Écrit le lundi 09 juillet 2012 par PG Luneau
Vous saviez, vous, que le pain nan contient du yogourt? Que les croissants ont cette forme parce que les Viennois ont voulu commémorer une victoire sur l’armée turque qui assiégeait leur ville (la Turquie arbore en effet ce même croissant sur son drapeau)? Ce sont là quelques unes des choses que vous apprendrez en lisant le premier tome de Yakitate Ja-Pan!! Un pain c’est tout!, un très agréable shônen manga que j’ai découvert grâce à mes amis Yaneck et Snoopy.
Son résumé est tout simple : tout au long de cette série (complétée, en 26 tomes), nous suivons l’évolution de Kazuma Azuma, un jeune boulanger autodidacte qui ne rêve que d’une chose : parvenir à concevoir un pain si parfait et si délicieux qu’il en deviendrait le pain national japonais, au même titre que la baguette est associée à la France, le pumpernickel à l’Allemagne ou le pain nan à l’Inde!! Comme thème, avouez que c’est pas banal!
Bien sûr, il faut se rappeler que le Japon, comme la majeure partie des pays orientaux, est beaucoup plus porté sur le riz que sur le blé!
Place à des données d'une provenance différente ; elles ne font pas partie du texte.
PR #9549, opened 2022-01-21
Fix text handling in Vitess native evaluation

vmg:
## Description

This PR started as an straightforward implementation of a couple functions for the `evalengine` (`COALESCE`, `LEAST` and `GREATEST`), but while implementing this I discovered that there was an underlying issue in the way Vitess was handling `Value` types from MySQL and that was preventing me from implementing these APIs cleanly: both when normalizing, and when interacting with bind variables, Vitess was coercing all byte-sequence data types to `VARBINARY` through the codebase, even those that MySQL tagged as representing "text" and originally sent as `VARCHAR`.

Le pain n’est vraiment pas un aliment commun dans leur culture, et leur tradition en boulangerie est très jeune, D’où l’originalité du rêve du jeune Azuma! «Mais comment rendre un tel thème intéressant?», me demanderez-vous avec, à juste titre, un zeste d’incrédulité dans la voix.
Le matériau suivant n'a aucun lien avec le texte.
PR #3737, opened 2018-03-08
Prevent unescaped query from being returned to clients

acharis:
The context: https://vitess.slack.com/archives/C0PQY0PTK/p1520444718000317

I'm stripping out the query from the SQLError, because we're going to add in a properly escaped version right after. I've tried to leave the terseErrors codepath alone.

Signed-off-by: Alex Charis <acharis@hubspot.com>

PR #9550, opened 2022-01-21
Support sanitizing potentially sensitive information in log messages

mattlord:
## Description
Add a new `vttablet` flag:
   - Name: `sanitize_log_messages`
   - Default: false (no change in behavior, opt-in)
   - Description: Do not log potentially sensitive information in INFO, WARNING, and ERROR log messages such as query parameters

Use this where we make calls to `log.Info[f]`, `log.Warning[f]`, and `log.Error[f]` (glog) to ensure that we are sanitizing any potentially sensitive information. For example, here as this includes queries in the log message:
```
log.Warningf("killing transaction (exceeded timeout: %v): %s", tp.Timeout(), conn.String(tp.env.Config().SanitizeLogMessages))
```

Initially this will be used primarily to redact query/bind parameters from logged queries but this can be used going forward to sanitize any potentially sensitive information in the log messages.

## Related Issue(s)
Follow-up to: https://github.com/vitessio/vitess/pull/9470
Fixes: https://github.com/vitessio/vitess/issues/9469

## Checklist
- [x] Should this PR be backported? Yes, to release-13.0
- [x] Tests were added/updated
- [x] Documentation PR: https://github.com/vitessio/website/pull/950

### DIFF
--- a/go/vt/vttablet/tabletserver/tabletserver.go
+++ b/go/vt/vttablet/tabletserver/tabletserver.go
@@ -1364,8 +1364,10 @@ func (tsv *TabletServer) convertAndLogError(ctx context.Context, sql string, bin
 		errnum := sqlErr.Number()
 		if tsv.TerseErrors && len(bindVariables) != 0 && errCode != vtrpcpb.Code_FAILED_PRECONDITION {
 			err = vterrors.Errorf(errCode, "(errno %d) (sqlstate %s)%s: %s", errnum, sqlState, callerID, queryAsString(sql, bindVariables, tsv.TerseErrors))
+			// TerseErrors should generally NOT impact log messages -- rather client errors -- but keeping
+			// this existing exception in place so as not to change the behavior for users of the flag.
 			if logMethod != nil {
-				message = fmt.Sprintf("(errno %d) (sqlstate %s)%s: %s", errnum, sqlState, callerID, truncateSQLAndBindVars(sql, bindVariables, tsv.Config().SanitizeLogMessages))
+				message = fmt.Sprintf("(errno %d) (sqlstate %s)%s: %s", errnum, sqlState, callerID, truncateSQLAndBindVars(sql, bindVariables, tsv.TerseErrors))
 			}
 		} else {
 			err = vterrors.Errorf(errCode, "%s (errno %d) (sqlstate %s)%s: %s", sqlErr.Message, errnum, sqlState, callerID, queryAsString(sql, bindVariables, tsv.TerseErrors))
@@ -1392,23 +1394,25 @@ func (tsv *TabletServer) convertAndLogError(ctx context.Context, sql string, bin
 }
 
 // truncateSQLAndBindVars calls TruncateForLog which:
-//  splits off trailing comments, truncates the query, and re-adds the trailing comments
-// and if sanitize is not false appends quoted bindvar:value pairs in sorted order
-// truncates the resulting string
+//  splits off trailing comments, truncates the query, re-adds the trailing comments,
+//  if sanitize is false appends quoted bindvar:value pairs in sorted order, and
+//  lastly it truncates the resulting string
 func truncateSQLAndBindVars(sql string, bindVariables map[string]*querypb.BindVariable, sanitize bool) string {
 	truncatedQuery := sqlparser.TruncateForLog(sql)
 	buf := &bytes.Buffer{}
 	fmt.Fprintf(buf, "BindVars: {")
-	if sanitize {
-		fmt.Fprintf(buf, "[REDACTED]")
-	} else {
-		var keys []string
-		for key := range bindVariables {
-			keys = append(keys, key)
-		}
-		sort.Strings(keys)
-		for _, key := range keys {
-			fmt.Fprintf(buf, "%s: %q", key, fmt.Sprintf("%v", bindVariables[key]))
+	if len(bindVariables) > 0 {
+		if sanitize {
+			fmt.Fprintf(buf, "[REDACTED]")
+		} else {
+			var keys []string
+			for key := range bindVariables {
+				keys = append(keys, key)
+			}
+			sort.Strings(keys)
+			for _, key := range keys {
+				fmt.Fprintf(buf, "%s: %q", key, fmt.Sprintf("%v", bindVariables[key]))
+			}
 		}
 	}
 	fmt.Fprintf(buf, "}")
--- a/go/vt/vttablet/tabletserver/tabletserver.go
+++ b/go/vt/vttablet/tabletserver/tabletserver.go
@@ -1298,20 +1298,11 @@ func (tsv *TabletServer) handlePanicAndSendLogStats(
 	logStats *tabletenv.LogStats,
 ) {
 	if x := recover(); x != nil {
-		var errorMessage string
-		if tsv.TerseErrors && len(bindVariables) != 0 {
-			errorMessage = fmt.Sprintf(
-				"Uncaught panic for %v:\n%v\n%s",
-				queryAsString(sql, nil),
-				x,
-				tb.Stack(4) /* Skip the last 4 boiler-plate frames. */)
-		} else {
-			errorMessage = fmt.Sprintf(
-				"Uncaught panic for %v:\n%v\n%s",
-				queryAsString(sql, bindVariables),
-				x,
-				tb.Stack(4) /* Skip the last 4 boiler-plate frames. */)
-		}
+		errorMessage := fmt.Sprintf(
+			"Uncaught panic for %v:\n%v\n%s",
+			queryAsString(sql, bindVariables, (tsv.Config().SanitizeLogMessages || tsv.TerseErrors)),
+			x,
+			tb.Stack(4) /* Skip the last 4 boiler-plate frames. */)
 		log.Errorf(errorMessage)
 		terr := vterrors.Errorf(vtrpcpb.Code_UNKNOWN, "%s", errorMessage)
 		tsv.stats.InternalErrors.Add("Panic", 1)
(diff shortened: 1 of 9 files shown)


go/vt/vttablet/tabletserver/tabletserver.go
```diff
@@ -1476,26 +1467,20 @@ func (tsv *TabletServer) convertAndLogError(ctx context.Context, sql string, bin
 		sqlState := sqlErr.SQLState()
 		errnum := sqlErr.Number()
 		if tsv.TerseErrors && len(bindVariables) != 0 && errCode != vtrpcpb.Code_FAILED_PRECONDITION {
-			err = vterrors.Errorf(errCode, "(errno %d) (sqlstate %s)%s: %s", errnum, sqlState, callerID, queryAsString(sql, nil))
+			err = vterrors.Errorf(errCode, "(errno %d) (sqlstate %s)%s: %s", errnum, sqlState, callerID, queryAsString(sql, bindVariables, tsv.TerseErrors))
 			if logMethod != nil {
-				message = fmt.Sprintf("(errno %d) (sqlstate %s)%s: %s", errnum, sqlState, callerID, truncateSQLAndBindVars(sql, nil))
+				message = fmt.Sprintf("(errno %d) (sqlstate %s)%s: %s", errnum, sqlState, callerID, truncateSQLAndBindVars(sql, bindVariables, tsv.Config().SanitizeLogMessages))
 			}
 		} else {
```
GuptaManan100, line 1474: This part is a little confusing to me. As far as the documentation for the TerseErrors flag goes, it only talks about removing the bind variables, but it is also removing the error message, both from logs and errors!

go/vt/vttablet/tabletserver/tabletserver.go
```diff
@@ -1512,21 +1497,23 @@ func (tsv *TabletServer) convertAndLogError(ctx context.Context, sql string, bin
 
 // truncateSQLAndBindVars calls TruncateForLog which:
 //  splits off trailing comments, truncates the query, and re-adds the trailing comments
-// appends quoted bindvar: value pairs in sorted order
+// and if sanitize is not false appends quoted bindvar:value pairs in sorted order
```
GuptaManan100, line 1500: nit: `not false` -> `true`

GuptaManan100 (approved):
Everything else looks good to me, just want to clarify what all the 3 flags are intended to be doing - 
1. `redact-debug-ui-queries` - Remove bind variables to be shown on the UI debug pages.
2. `queryserver-config-terse-errors` - Removed bindVars from error messages. Also removes the SQL query from errors and logs?
3. `sanitize_log_messages` - Remove sensitive information including bind variables from log messages.

Please correct my understanding if I am wrong.

go/vt/vttablet/tabletserver/tabletserver.go
GuptaManan100, line 1474: This part is also changing the behaviour of the TerseErrors flag. So if the user has `queryserver-config-terse-errors` set, then they will start seeing the bind variables in the log messages too unless they switch on the new flag as well.

GuptaManan100 (changes requested):
The new flag isn't changing the default and as opt-in, but it is changing the behaviour of the `queryserver-config-terse-errors` flag. I think we shouldn't do that and hold off on that change until we decide to do so. Looking at the code I think there are 2 easy ways to fix it,
1. Set `SanitizeLogMessages` to true when `TerseErrors` is true.
2. Use `tsv.Config().SanitizeLogMessages || tsv.terseErrors` for logging changes.

deepthi:
> The new flag isn't changing the default and as opt-in, but it is changing the behaviour of the `queryserver-config-terse-errors` flag. I think we shouldn't do that and hold off on that change until we decide to do so. Looking at the code I think there are 2 easy ways to fix it,
> 
> 1. Set `SanitizeLogMessages` to true when `TerseErrors` is true.
> 2. Use `tsv.Config().SanitizeLogMessages || tsv.terseErrors` for logging changes.

I agree that as part of this PR we should NOT change the behavior of the `terse-errors` flag in any way.

mattlord:
> Everything else looks good to me, just want to clarify what all the 3 flags are intended to be doing -
> 
> 1. `redact-debug-ui-queries` - Remove bind variables to be shown on the UI debug pages.

Yep.

> 2. `queryserver-config-terse-errors` - Removed bindVars from error messages. Also removes the SQL query from errors and logs?

Well, the docs only said error messages. And the name and behavior of the flag also suggests the same. However, the -help output message also mentioned logs. I removed the mention of logs in the help output in this PR as I don't think that's right (was probably tacked on at some point to redact some specific log message). 

> 3. `sanitize_log_messages` - Remove sensitive information including bind variables from log messages.

Yep! I wanted a generic flag that we can re-use for sanitizing any sensitive info over time and not end up with N related flags.

go/vt/vttablet/tabletserver/tabletserver.go
mattlord: You're not the only one confused 😉

mattlord:
Thank you for the review, @deepthi and @GuptaManan100 ! I tried to address the comments here: https://github.com/vitessio/vitess/pull/9550/commits/eae4afab263577ce0ec1391f6175d6d9603eb411

Can you please let me know if you're good with the PR at this point? If so, then I will fix the unit tests. I want to put that off until the end and they will break again as other people add/modify tests and I have to rebase on main.

mattlord:
@deepthi and @GuptaManan100, I went ahead and fixed the unit tests. I also left a dedicated TerseErrors test, added a new dedicated SanitizeLogMessages test and combined the behavior testing where I think it made sense given that the test was for general behavior of sanitization/redaction.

Est-ce la douce naïveté du héros? Les informations scientifiques (vérifiées et garanties véridiques!!) sur la confection et la cuisson des différents pains? Ou le simple fait de nous faire découvrir la vie d’un fournil, vue de l’intérieur? En fait, je ne saurais le préciser avec certitude, mais une chose est sûre : Takashi Hashiguchi parvient sans problème à nous garder scotchés à son récit avec une surprenante simplicité… et un dessin précis et bien dosé!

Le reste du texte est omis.